不去歌功頌德也就罷了,事是千萬不能出的。為絕後患,先得防微杜漸,憂在未萌。這等局面,當然會出這類笑話。網上因此有了「段子」,因應影視界反封建反迷信,劇情不可神怪(尤其是描寫當代中國的影劇)的走向,他們說:「自從新中國成立,動物就不准練仙了」。也就是說,白蛇永遠是舊社會的產物,今天的爬蟲類很懂本份。也就是說,像《哈利波特》那樣的奇幻作品,《來自星星的你》這樣渲染特異功能的愛情肥皂劇,中國是不應該拍的。要搶全球文化產業市場,建構文化軟實力,中國要有我們自己的康莊大道。

習近平可能沒有下過命令,禁止一看筆名就知道不是好人的作者座談,禁止四九年後的動物成精。

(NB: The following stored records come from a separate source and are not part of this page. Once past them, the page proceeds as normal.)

PR #694, opened 2020-11-03
Lang: Cleanup and Menu Additions

TimGoll:
I cleaned up the language file further and removed all duplicates that were found by henk on discord.

Additionally I renamed the language indentifiers from their original localized version to an english identifier. This fixes the linter problem seen with languages like russian in classes and minigames. I added a new translated language identifier to the language table such that the language identifier in the F1 menu is still translated.

Additionally I added a small info about the language coverage to motivate users to contribute to the translations:
image


TimGoll:
@helaan You talked about changing from "german" to the default abrevations like "de_de". This PR could be the perfect situation to change it. I'd appreciate your input on this.

saibotk:
> @helaan You talked about changing from "german" to the default abrevations like "de_de". This PR could be the perfect situation to change it. I'd appreciate your input on this.

I think this would be fine and a needed change.
Is there anything, that might break? Or rather, what would have to be changed exactly?

TimGoll:
> > @helaan You talked about changing from "german" to the default abrevations like "de_de". This PR could be the perfect situation to change it. I'd appreciate your input on this.
> 
> I think this would be fine and a needed change.
> Is there anything, that might break? Or rather, what would have to be changed exactly?

Everything that would break by this change would breake by the changes in this PR anyway. We have to update the language identifiers in our addons. But I think that is ok.
I can revert this change if you prefer. However I came to dislike the fact that we used language identifiers that did not only use `aA-zZ`.

saibotk:
Yes, i really dislike this too, and welcome the change. But couldn't we add an alias (also defined in the language file), to help users migrate to the new language system? Something like L._alias = "german" and then the language table will also contain the same table reference with the old key to provide backwards compatibility. (Maybe even throw out a log message about deprecated language identifiers)

TimGoll:
Albeit not nice, this would work, yes. Give me a minute.

TimGoll:
done

helaan:
What I'm running into with Weblate is that Weblate expects an [ISO 639-1 language identifier](https://docs.weblate.org/en/latest/admin/languages.html#language-code) for its input files: you can make it work without it and map them yourself, but I'd rather not.

I'd suggest the following on top of the current changes: rename the files to its ISO 639-1 code (en, de, these codes are pretty simple to find, with the exception of Simplified Chinese, which is zh_Hans) which is a mostly* neutral identifier, which would make it significantly easier for me to map between Weblate files and Lua files. [I've already created a mapping internally though](https://github.com/helaan/tttranslate/commit/04f9c4bd6650115923ae099b0e62c6a6af6bee73), so although this change would help me kill some code and save me from writing a few lines in integration scripts, it is not strictly necessary. It could be useful for nesting translations though, for example if we ever want to support both American and British English, but we need more code on the TTT2 side for that.

I'd also prefer that we change the internal identifier to the ISO 639-1 identifier as well, but that would break compatibility with TTT. This means that this PR would break compatibility with TTT, forcing addons to either translate for TTT or for TTT2, which I think is undesireable. **Therefore, please revert the identifier change**

Have you asked the translators about which of the duplicate strings fit best?

I like the entry where translators can specify how they want their language to be identified in the menu, this makes the identifier legacy data that doesn't need to be translated and making it easier to change this name in future if needed.

* https://en.wikipedia.org/wiki/ISO_639-3#Criticism although note that we are not using ISO 639-3, just ISO 639-1

TimGoll:
@helaan Thanks to @saibotk s suggestion, the new system is compatible with the old system while also having new internal identifiers.

In all but one cases the duplication came by a deprecation. Therefore it was easy to see which one was the correct one.

gamemodes/terrortown/gamemode/client/cl_lang.lua
```diff
@@ -65,7 +65,7 @@ end
 -- @return string the inserted string_name parameter
 -- @realm client
 function LANG.AddToLanguage(lang_name, string_name, string_text)
-	lang_name = lang_name and string.lower(lang_name) or nil
+	lang_name = lang_name and LANG.GetNameFromAlias(string.lower(lang_name)) or nil
```
Histalek: would it make sense to move the `string.lower` into the function itself?

gamemodes/terrortown/gamemode/client/cl_lang.lua
```diff
@@ -177,12 +177,33 @@ function LANG.GetUnsafeLanguageTable()
 end
 
 ---
--- Returns the reference to a language table if it exists
--- @param string name string key identifier for the language
+-- Caused by a recent rename of the language names, old addons loos compatibility.
+-- To prevent annoyance, a compatibiliy mode is introduced.
+-- @param string lang_name string key identifier for the language
```
Histalek: please capitalize the first word of the description

gamemodes/terrortown/gamemode/client/cl_lang.lua
```diff
@@ -177,12 +177,33 @@ function LANG.GetUnsafeLanguageTable()
...
+			MsgN("[DEPRECATION WARNING]: Language name identifier deprecated, please switch from '" .. lang_name .. "' to '" .. name .. "'.")
+
+			return name
+		end
+	end
+end
+
+---
+-- Returns the reference to a language table if it exists.
+-- @param string lang_name string key identifier for the language
```
Histalek: capitalize as well please

helaan:
It is compatible, but it still calls the old method "deprecated", which I don't think is fair towards addon devs who try to support both.

If you do want to change the identifiers though, I suggest you adopt ISO 639-1 codes as identifiers, which are more neutral than just their english name and also allows stacking languages in future as described in the previous comment.

gamemodes/terrortown/gamemode/client/cl_lang.lua
```diff
@@ -194,12 +215,12 @@ function LANG.GetUnsafeNamed(lang_name)
 end
 
 ---
--- Returns the reference to a language table if it exists, creates a new language if it did not exist
--- @param string name string key identifier for the language
+-- Returns the reference to a language table if it exists, creates a new language if it did not exist.
+-- @param string lang_name string key identifier for the language
```
Histalek: capitalize

Histalek (changes requested):
small doc nitpick and one question/suggestion

TimGoll:
Hmm. Fair point. However it only prints a message in the chat once, it isn't declared as an error. And most addons that use localization are created for TTT2 anyway. I haven't seen many addons in the workshop that aren't hardcoded.

gamemodes/terrortown/gamemode/client/cl_lang.lua
```diff
@@ -162,59 +173,84 @@ end
...
 function LANG.GetUnsafeLanguageTable()
-	return cached_active
+	return cachedActive
+end
+
+---
+-- Caused by a recent rename of the language names, old addons loos compatibility.
+-- To prevent annoyance, a compatibiliy mode is introduced.
+-- @param string langName string key The identifier for the language
+-- @return string The lang name in the new format
```
Histalek:
```suggestion
---
-- Caused by a recent rename of the language names, old addons lost compatibility.
-- To prevent annoyance, a compatibility mode is introduced.
-- @param string langName The identifier for the language
-- @return string The language name in the new format
```

gamemodes/terrortown/gamemode/client/cl_lang.lua
```diff
@@ -162,59 +173,84 @@ end
...
+	end
+
+	return langName
 end
 
 ---
--- Returns the reference to a language table if it exists
--- @param string name string key identifier for the language
+-- Returns the reference to a language table if it exists.
+-- @param string langName string key The identifier for the language
```
Histalek:
```suggestion
-- @param string langName The identifier for the language
```

gamemodes/terrortown/gamemode/client/cl_lang.lua
```diff
@@ -162,59 +173,84 @@ end
...
 
-	return LANG.Strings[lang_name]
+	return LANG.Strings[langName]
 end
 
 ---
--- Returns the reference to a language table if it exists, creates a new language if it did not exist
--- @param string name string key identifier for the language
+-- Returns the reference to a language table if it exists, creates a new language if it did not exist.
+-- @param string langName string key The identifier for the language
```
Histalek:
```suggestion
-- @param string langName The identifier for the language
```

gamemodes/terrortown/gamemode/client/cl_lang.lua
```diff
@@ -162,59 +173,84 @@ end
...
-	return LANG.Strings[lang_name]
+	return LANG.Strings[langName]
 end
 
 ---
--- Returns a copy of a selected language table
+-- Returns a copy of a selected language table.
 -- @note Safe and slow access, not sure if it's ever useful.
--- @param string lang_name the language name
+-- @param string langName the language name
```
Histalek, line 239:
```suggestion
-- @param string langName The language name
```

gamemodes/terrortown/gamemode/client/cl_lang.lua
```diff
@@ -229,37 +265,37 @@ function SetFallback(tbl)
...
 	setmetatable(tbl, {
-		__index = cached_default
+		__index = cachedDefault
 	})
 end
 
 ---
 -- Switches the active language
--- @param string lang_name the new language name
+-- @param string langName the new language name
```
Histalek, line 274:
```suggestion
-- @param string langName The new language name
```

gamemodes/terrortown/gamemode/client/cl_lang.lua
```diff
@@ -270,38 +306,38 @@ end
...
 	end
 
-	LANG.SetActiveLanguage(lang_name)
+	LANG.SetActiveLanguage(langName)
 end
 
 ---
 -- Returns whether the given language name is the default server language
--- @param string lang_name the language name
+-- @param string langName the language name
```
Histalek, line 322:
```suggestion
-- @param string langName The language name
```

gamemodes/terrortown/gamemode/client/cl_lang.lua
```diff
@@ -270,38 +306,38 @@ end
...
+	langName = string.lower(langName)
 
-	return lang_name == "server default" or lang_name == "auto"
+	return langName == "server default" or langName == "auto"
 end
 
 ---
 -- Returns whether the given language is a valid language (already exists)
--- @param string lang_name the language name
+-- @param string langName the language name
```
Histalek, line 333:
```suggestion
-- @param string langName The language name
```

gamemodes/terrortown/gamemode/client/cl_lang.lua
```diff
@@ -270,38 +306,38 @@ end
...
 -- @return table the language table, same as @{LANG.GetUnsafeNamed}, but without
```
Histalek, line 334:
```suggestion
-- @return table The language table, same as @{LANG.GetUnsafeNamed}, but without
```

gamemodes/terrortown/gamemode/client/cl_lang.lua
```diff
@@ -454,6 +490,31 @@ function LANG.ProcessMsg(name, params, mode)
 	LANG.ShowStyledMsg(text, LANG.GetStyle(name, mode))
 end
 
+---
+-- Returns the percentage of the coverage of the given language compared to the
+-- default language (english).
+-- @param string langName The name of the language is question
+-- @return number The percentage of the coverage
+-- @realm client
```
Histalek, line 498:
```suggestion
-- Returns the coverage in percent of the given language compared to the
-- default language (english).
-- @param string langName The name of the language in question
-- @return number The coverage in percent
-- @realm client
```

Histalek (changes requested):
please ignore the those 3 suggestions you just fixed, github wont show them to me anymore .-.

Histalek (approved):

saibotk (approved):

helaan:
Would it also be possible to rename the localization files from `english.lua` to `en.lua`? This completely removes internal usage of the old names

TimGoll:
> Would it also be possible to rename the localization files from `english.lua` to `en.lua`? This completely removes internal usage of the old names

The names do not matter for our prupose. So yes, this is no problem!

gamemodes/terrortown/gamemode/client/cl_lang.lua
```diff
@@ -148,11 +148,22 @@ LANG.GetPTranslation = LANG.GetParamTranslation
...
--- @param string lang_name the language name
+-- @param string langName The language name
 -- @return nil|string
 -- @realm client
-function LANG.GetTranslationFromLanguage(name, lang_name)
-	return rawget(LANG.Strings[lang_name], name)
+function LANG.GetTranslationFromLanguage(name, langName)
+	langName = langName and string.lower(langName) or nil
+
+	return rawget(LANG.Strings[langName], name)
```
Alf21, line 157:
```suggestion
	if langName == nil then return end

	return rawget(LANG.Strings[string.lower(langName)], name)
```

gamemodes/terrortown/gamemode/client/cl_lang.lua
```diff
@@ -164,59 +175,84 @@ end
...
+
+---
+-- Caused by a recent rename of the language names, old addons lost compatibility.
+-- To prevent annoyance, a compatibility mode is introduced.
+-- @param string langName The string key identifier of the language
+-- @return string The language name in the new format
+-- @internal
+-- @realm client
+function LANG.GetNameFromAlias(langName)
+	langName = langName and string.lower(langName) or nil
```
Alf21, line 189:
```suggestion
	if langName == nil then return end

	langName = string.lower(langName)
```

gamemodes/terrortown/gamemode/client/cl_lang.lua
```diff
@@ -164,59 +175,84 @@ end
...
 function LANG.GetUnsafeLanguageTable()
-	return cached_active
+	return cachedActive
+end
+
+---
+-- Caused by a recent rename of the language names, old addons lost compatibility.
+-- To prevent annoyance, a compatibility mode is introduced.
+-- @param string langName The string key identifier of the language
+-- @return string The language name in the new format
```
Alf21, line 185:
```suggestion
-- @return string|nil The language name in the new format
```

gamemodes/terrortown/gamemode/client/cl_lang.lua
```diff
@@ -164,59 +175,84 @@ end
...
--- Returns the reference to a language table if it exists
--- @param string name string key identifier for the language
+-- Returns the reference to a language table if it exists.
+-- @param string langName The string key identifier of the language
 -- @return nil|table
 -- @realm client
-function LANG.GetUnsafeNamed(lang_name)
-	lang_name = lang_name and string.lower(lang_name) or nil
+function LANG.GetUnsafeNamed(langName)
+	langName = LANG.GetNameFromAlias(langName)
```
Alf21, line 212: What if `langName` is `nil`? Same below

gamemodes/terrortown/gamemode/client/cl_lang.lua
```diff
@@ -231,39 +267,39 @@ function LANG.SetFallback(tbl)
...
 
 ---
 -- Switches the active language
--- @param string lang_name the new language name
+-- @param string langName The new language name
 -- @realm client
-function LANG.SetActiveLanguage(lang_name)
-	lang_name = lang_name and string.lower(lang_name) or nil
+function LANG.SetActiveLanguage(langName)
+	langName = langName and string.lower(langName) or nil
```
Alf21, line 279:
```suggestion
	if langName == nil then return end

	langName = string.lower(langName)
```

gamemodes/terrortown/gamemode/client/cl_lang.lua
```diff
@@ -460,6 +496,31 @@ function LANG.ProcessMsg(name, params, mode)
...
+-- @realm client
+function LANG.GetDefaultCoverage(langName)
+	-- if language is set to auto, get server default
+	if langName == "auto" then
+		langName = LANG.ServerLanguage
+	end
+
+	local englishTbl = LANG.Strings[LANG.DefaultLanguage]
+
+	return table.GetEqualEntriesAmount(LANG.Strings[langName], englishTbl) / table.Count(englishTbl)
```
Alf21, line 513: No rounding regarding floats / decimals?

gamemodes/terrortown/gamemode/client/cl_vskin/default_skin.lua
```diff
@@ -664,14 +665,14 @@ function SKIN:PaintHelpLabelTTT2(panel, w, h)
...
-	local textTranslated = TryT(panel:GetText())
+	local textTranslated = ParT(panel:GetText(), panel:GetParams())
 	local textWrapped = drawGetWrappedText(
 		textTranslated,
 		w - 2 * panel.paddingX,
 		panel:GetFont()
 	)
 
-	local _, heightText = drawGetTextSize(textTranslated, panel:GetFont())
+	local _, heightText = drawGetTextSize("", panel:GetFont())
```
Alf21, line 675: Explanation? Probably as a in-code comment

gamemodes/terrortown/gamemode/client/cl_vskin/vgui/dform_ttt2.lua
```diff
@@ -268,9 +268,13 @@ function PANEL:MakeComboBox(data)
 			RunConsoleCommand(slf.m_strConVar, tostring(rawdata or value))
 		end
 
-		if isfunction(data.OnChange) then
-			data.OnChange(slf, index, value, rawdata)
-		end
+		-- run the callback function in the next frame since it takes
+		-- one frame to update the convar if one is set.
```
Alf21, line 272: oof that doesn't seem to be really reliable...

gamemodes/terrortown/gamemode/client/cl_vskin/vgui/dform_ttt2.lua
```diff
@@ -385,14 +390,14 @@ function PANEL:MakeHelp(data)
...
-		local textTranslated = LANG.TryTranslation(slf:GetText())
+		local textTranslated = LANG.GetParamTranslation(slf:GetText(), slf:GetParams())
 
 		local textWrapped = draw.GetWrappedText(
 			textTranslated,
 			w - 2 * slf.paddingX,
 			slf:GetFont()
 		)
-		local _, heightText = draw.GetTextSize(textTranslated, slf:GetFont())
+		local _, heightText = draw.GetTextSize("", slf:GetFont())
```
Alf21, line 400: Same as some comments above

Alf21 (changes requested):
Just some `nil` inconsistencies. Additionally, I've to ask why we aren't using `de_de`, but `de` without regional support?

gamemodes/terrortown/gamemode/client/cl_vskin/default_skin.lua
TimGoll: whyt should be explained here?

Alf21: Why using an empty string?

TimGoll: Because it doesn't change anything (only the height is relevant)
But in another part of the code I had to use an empty string because and the time of the calculation, the text is not yet known. I therefore changed it here as well to keep it consistent.

Alf21: Theoretically yes, but the width differs as well regarding e.g. `w` and `i`. So if you are sure, I gonna close this.

TimGoll: As I'm only using the height, this does not matter. I veriefied it for the texts used in the vgui rework and they all looked good to me.

saibotk (approved):
Can be merged, as soon as @Alf21's comments are resolved

gamemodes/terrortown/gamemode/client/cl_lang.lua
TimGoll: `LANG.GetNameFromAlias(langName)` returns the provided lang name if no alias was found. Therefore returns `nil` if `nil` was provided

gamemodes/terrortown/gamemode/client/cl_lang.lua
TimGoll: it is rounded in the UI. I thought it is ok if this function privides maximal accuracy and the user can decide if and how he wants to round it.

gamemodes/terrortown/gamemode/client/cl_vskin/vgui/dform_ttt2.lua
TimGoll: Worked for me. Convars are updated in the next frame as it seems. There are many things that are handled like this in Gmod. So I don't see a problem with this.

Alf21 (approved):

這是大家「領會」他的「精神」,配合出來的結果。而每一個做出這類決定,參與這種氣氛,進而直白表忠的人,大概都是出於恐懼。害怕出事,其實就是為了維護自己。想要上位而獻媚,與擔心出事而自限,基本上是同一回事,都是利之所在。既然如此,為甚麼我還要說那些擦鞋匠是真誠的呢?